| PROBLEM DETAILS |
Please keep to the lines below from the one with "PR #25163, opened 2023-06-21" through the one with "# FIX Cannot", and restate them word for word, ends included.

────────────────────────────────────────

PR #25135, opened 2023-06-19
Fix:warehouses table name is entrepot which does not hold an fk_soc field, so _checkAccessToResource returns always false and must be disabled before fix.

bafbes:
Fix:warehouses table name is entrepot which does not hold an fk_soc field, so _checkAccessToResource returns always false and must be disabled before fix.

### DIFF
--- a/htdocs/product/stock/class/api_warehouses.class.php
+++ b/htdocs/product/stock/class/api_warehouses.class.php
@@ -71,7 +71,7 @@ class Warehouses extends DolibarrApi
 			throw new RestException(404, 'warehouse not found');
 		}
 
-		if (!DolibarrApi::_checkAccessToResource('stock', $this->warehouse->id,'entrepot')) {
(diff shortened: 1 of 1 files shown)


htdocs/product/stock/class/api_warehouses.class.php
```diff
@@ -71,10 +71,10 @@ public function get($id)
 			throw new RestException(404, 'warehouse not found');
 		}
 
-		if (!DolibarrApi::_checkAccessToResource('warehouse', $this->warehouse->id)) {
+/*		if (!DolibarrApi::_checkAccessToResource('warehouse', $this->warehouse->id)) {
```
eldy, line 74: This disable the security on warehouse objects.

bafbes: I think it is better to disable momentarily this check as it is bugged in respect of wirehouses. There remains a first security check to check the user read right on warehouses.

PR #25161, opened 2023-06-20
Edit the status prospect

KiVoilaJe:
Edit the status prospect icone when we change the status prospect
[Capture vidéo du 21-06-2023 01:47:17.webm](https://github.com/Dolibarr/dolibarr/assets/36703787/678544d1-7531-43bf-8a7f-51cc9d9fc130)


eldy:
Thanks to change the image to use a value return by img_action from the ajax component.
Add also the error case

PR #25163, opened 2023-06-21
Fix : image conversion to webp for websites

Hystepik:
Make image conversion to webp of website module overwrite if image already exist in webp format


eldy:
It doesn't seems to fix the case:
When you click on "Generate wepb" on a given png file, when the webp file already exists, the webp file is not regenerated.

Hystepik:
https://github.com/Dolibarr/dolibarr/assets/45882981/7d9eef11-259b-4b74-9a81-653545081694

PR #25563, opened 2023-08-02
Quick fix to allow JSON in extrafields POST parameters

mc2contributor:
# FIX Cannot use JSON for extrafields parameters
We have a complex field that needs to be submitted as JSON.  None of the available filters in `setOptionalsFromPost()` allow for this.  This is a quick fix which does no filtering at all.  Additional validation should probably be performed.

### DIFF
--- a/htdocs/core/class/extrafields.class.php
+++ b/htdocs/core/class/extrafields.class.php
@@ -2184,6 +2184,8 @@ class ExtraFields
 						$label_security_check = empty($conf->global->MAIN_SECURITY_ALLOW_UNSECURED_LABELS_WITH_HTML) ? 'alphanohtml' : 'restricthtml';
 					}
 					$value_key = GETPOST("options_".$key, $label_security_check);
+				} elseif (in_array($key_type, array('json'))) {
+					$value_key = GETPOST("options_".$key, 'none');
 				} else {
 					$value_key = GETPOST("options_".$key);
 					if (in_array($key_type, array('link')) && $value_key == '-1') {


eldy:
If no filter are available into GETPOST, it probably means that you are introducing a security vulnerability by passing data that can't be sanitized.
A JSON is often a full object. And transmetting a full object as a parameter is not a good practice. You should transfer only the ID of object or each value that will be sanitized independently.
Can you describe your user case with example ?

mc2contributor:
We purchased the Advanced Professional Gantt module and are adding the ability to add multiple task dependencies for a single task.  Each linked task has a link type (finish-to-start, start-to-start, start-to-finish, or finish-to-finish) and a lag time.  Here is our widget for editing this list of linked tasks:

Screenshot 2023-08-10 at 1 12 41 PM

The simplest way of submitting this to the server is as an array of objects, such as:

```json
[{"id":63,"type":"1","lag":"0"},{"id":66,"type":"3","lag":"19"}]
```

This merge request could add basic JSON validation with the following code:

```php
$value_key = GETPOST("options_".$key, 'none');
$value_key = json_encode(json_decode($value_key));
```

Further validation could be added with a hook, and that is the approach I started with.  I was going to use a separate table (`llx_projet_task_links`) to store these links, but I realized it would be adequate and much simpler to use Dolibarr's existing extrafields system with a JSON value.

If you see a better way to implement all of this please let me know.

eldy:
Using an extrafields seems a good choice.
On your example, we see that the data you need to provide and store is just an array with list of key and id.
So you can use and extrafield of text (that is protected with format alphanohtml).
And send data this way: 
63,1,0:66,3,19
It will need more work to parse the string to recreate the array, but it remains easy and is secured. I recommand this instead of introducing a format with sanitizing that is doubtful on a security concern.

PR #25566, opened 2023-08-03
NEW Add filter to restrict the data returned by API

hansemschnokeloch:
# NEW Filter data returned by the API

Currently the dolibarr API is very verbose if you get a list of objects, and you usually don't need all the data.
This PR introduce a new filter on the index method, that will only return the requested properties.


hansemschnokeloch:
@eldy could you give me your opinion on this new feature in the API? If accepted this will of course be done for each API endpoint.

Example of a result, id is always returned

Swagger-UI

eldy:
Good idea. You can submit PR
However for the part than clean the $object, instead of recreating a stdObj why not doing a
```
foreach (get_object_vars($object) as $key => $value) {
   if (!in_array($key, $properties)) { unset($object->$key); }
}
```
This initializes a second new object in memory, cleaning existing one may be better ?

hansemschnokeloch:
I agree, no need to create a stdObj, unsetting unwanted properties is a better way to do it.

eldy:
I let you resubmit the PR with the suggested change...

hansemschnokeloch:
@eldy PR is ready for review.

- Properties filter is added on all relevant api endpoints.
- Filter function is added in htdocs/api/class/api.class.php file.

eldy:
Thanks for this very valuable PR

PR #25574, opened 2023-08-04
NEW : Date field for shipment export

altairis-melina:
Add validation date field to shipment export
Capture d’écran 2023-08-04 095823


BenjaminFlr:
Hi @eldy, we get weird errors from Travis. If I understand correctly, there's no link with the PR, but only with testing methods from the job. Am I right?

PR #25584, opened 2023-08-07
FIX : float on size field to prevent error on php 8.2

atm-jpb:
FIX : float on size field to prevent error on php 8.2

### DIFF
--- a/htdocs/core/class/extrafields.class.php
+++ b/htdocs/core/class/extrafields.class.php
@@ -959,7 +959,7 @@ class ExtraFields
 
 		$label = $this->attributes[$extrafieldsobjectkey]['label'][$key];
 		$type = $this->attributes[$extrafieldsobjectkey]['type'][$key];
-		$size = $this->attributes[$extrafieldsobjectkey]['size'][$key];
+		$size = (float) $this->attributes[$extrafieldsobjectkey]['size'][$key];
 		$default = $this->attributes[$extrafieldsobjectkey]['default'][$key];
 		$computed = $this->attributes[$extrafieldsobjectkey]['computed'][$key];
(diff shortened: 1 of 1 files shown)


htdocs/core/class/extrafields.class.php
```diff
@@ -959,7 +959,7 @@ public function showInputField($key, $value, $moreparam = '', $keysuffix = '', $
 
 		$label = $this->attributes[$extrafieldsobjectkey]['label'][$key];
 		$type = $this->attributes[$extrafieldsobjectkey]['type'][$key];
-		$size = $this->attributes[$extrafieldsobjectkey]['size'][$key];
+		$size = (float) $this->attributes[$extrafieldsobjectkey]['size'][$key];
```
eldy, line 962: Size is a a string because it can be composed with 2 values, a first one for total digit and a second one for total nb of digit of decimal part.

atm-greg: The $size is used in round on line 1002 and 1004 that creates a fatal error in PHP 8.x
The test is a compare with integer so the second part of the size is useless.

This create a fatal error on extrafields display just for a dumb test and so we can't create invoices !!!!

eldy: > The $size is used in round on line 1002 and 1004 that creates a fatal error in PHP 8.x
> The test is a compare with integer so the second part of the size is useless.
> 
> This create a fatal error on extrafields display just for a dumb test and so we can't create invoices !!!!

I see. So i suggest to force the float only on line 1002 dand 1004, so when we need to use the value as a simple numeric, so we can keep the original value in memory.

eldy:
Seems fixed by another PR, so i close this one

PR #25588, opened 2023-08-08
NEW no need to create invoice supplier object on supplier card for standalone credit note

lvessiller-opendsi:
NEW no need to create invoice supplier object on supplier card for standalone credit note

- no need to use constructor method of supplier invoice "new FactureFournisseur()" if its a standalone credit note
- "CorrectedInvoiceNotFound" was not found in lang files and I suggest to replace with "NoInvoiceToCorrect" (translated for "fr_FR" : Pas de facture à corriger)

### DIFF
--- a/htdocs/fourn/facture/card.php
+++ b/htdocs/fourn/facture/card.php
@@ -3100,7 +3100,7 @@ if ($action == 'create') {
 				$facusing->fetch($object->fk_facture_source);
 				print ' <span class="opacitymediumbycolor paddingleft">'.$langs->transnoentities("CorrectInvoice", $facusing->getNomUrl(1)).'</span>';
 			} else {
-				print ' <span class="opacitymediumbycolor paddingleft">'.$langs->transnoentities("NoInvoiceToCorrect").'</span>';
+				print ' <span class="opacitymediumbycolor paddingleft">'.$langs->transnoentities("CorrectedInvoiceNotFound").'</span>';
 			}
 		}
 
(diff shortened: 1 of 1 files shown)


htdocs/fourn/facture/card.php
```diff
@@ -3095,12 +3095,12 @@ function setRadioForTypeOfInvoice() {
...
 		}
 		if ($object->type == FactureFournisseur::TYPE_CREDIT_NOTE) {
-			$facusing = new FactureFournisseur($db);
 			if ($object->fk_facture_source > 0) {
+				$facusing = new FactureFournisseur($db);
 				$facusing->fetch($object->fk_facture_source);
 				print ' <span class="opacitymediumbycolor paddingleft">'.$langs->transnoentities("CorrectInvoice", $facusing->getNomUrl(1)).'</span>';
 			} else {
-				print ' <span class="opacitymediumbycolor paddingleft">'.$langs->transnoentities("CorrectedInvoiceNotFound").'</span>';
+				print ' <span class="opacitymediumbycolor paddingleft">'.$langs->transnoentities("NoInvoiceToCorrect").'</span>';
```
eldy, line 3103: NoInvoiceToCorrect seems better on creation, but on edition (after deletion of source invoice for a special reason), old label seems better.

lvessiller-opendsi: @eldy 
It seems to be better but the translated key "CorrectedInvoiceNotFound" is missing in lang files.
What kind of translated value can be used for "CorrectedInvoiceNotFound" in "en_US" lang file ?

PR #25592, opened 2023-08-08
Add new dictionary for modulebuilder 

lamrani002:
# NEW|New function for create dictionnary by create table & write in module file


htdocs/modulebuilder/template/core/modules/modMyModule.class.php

────────────────────────────────────────

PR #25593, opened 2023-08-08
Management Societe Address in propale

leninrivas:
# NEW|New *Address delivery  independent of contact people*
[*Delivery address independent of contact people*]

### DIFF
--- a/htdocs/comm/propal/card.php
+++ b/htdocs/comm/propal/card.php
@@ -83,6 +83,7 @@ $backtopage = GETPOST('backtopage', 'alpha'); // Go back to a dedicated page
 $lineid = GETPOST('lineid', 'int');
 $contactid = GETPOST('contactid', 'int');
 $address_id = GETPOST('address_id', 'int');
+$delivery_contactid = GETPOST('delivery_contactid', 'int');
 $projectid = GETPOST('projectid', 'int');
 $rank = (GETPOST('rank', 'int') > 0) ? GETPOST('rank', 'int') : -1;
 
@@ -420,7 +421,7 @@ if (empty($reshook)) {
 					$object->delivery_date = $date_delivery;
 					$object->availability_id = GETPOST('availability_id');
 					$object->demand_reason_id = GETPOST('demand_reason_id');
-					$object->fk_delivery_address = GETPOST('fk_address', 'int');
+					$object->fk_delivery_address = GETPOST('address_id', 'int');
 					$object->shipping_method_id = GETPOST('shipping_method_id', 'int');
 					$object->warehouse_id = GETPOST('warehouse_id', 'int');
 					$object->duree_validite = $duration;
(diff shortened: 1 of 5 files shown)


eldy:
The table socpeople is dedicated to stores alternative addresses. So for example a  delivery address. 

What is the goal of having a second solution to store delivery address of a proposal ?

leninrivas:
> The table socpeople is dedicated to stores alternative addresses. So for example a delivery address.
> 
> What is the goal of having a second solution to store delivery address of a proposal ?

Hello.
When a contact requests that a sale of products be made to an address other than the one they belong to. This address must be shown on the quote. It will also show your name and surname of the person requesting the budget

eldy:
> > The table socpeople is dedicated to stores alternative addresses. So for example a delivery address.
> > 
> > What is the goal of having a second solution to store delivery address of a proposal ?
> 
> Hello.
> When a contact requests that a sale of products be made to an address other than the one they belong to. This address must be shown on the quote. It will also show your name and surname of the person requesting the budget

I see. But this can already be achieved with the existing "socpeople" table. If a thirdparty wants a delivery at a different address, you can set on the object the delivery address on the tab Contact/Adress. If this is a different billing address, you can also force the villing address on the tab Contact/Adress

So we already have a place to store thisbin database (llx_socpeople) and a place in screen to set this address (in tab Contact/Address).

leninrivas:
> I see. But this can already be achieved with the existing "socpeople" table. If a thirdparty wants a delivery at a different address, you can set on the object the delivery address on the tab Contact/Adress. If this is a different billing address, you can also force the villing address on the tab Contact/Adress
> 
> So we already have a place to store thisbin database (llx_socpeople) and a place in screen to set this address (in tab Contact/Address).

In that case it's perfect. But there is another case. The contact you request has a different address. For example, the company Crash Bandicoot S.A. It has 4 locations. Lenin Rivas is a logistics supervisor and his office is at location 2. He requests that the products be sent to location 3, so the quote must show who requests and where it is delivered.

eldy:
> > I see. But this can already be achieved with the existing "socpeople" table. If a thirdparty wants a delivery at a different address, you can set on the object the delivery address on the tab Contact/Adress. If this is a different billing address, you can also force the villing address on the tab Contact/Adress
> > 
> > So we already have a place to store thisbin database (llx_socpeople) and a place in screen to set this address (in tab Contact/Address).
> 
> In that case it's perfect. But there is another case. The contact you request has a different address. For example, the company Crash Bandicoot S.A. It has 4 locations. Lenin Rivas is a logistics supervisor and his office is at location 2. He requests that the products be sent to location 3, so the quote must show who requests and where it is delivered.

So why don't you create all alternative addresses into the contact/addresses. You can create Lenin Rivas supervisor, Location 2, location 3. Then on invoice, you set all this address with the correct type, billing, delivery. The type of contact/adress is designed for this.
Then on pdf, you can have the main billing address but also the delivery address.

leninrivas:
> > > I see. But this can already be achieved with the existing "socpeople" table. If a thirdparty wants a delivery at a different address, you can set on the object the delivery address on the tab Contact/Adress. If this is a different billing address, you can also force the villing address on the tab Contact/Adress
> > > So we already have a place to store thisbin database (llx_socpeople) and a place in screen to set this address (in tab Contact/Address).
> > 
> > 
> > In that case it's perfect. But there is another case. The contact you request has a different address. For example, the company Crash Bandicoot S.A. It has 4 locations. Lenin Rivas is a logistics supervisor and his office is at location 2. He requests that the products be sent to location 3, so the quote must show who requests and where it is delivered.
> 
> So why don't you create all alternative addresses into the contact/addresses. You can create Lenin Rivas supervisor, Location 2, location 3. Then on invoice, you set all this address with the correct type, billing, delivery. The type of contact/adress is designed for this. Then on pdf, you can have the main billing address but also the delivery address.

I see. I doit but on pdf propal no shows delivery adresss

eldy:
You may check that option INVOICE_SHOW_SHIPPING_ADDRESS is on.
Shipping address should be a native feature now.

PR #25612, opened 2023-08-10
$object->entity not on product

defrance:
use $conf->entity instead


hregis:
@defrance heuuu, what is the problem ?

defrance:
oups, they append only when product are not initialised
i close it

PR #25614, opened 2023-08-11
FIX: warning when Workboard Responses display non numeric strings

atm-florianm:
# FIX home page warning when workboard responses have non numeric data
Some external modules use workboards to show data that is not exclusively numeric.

────────────────────────────────────────

| RESULT |
PR #25163, opened 2023-06-21
Fix : image conversion to webp for websites

Hystepik:
Make image conversion to webp of website module overwrite if image already exist in webp format


eldy:
It doesn't seems to fix the case:
When you click on "Generate wepb" on a given png file, when the webp file already exists, the webp file is not regenerated.

Hystepik:
https://github.com/Dolibarr/dolibarr/assets/45882981/7d9eef11-259b-4b74-9a81-653545081694

PR #25563, opened 2023-08-02
Quick fix to allow JSON in extrafields POST parameters

mc2contributor:
# FIX Cannot use JSON for extrafields parameters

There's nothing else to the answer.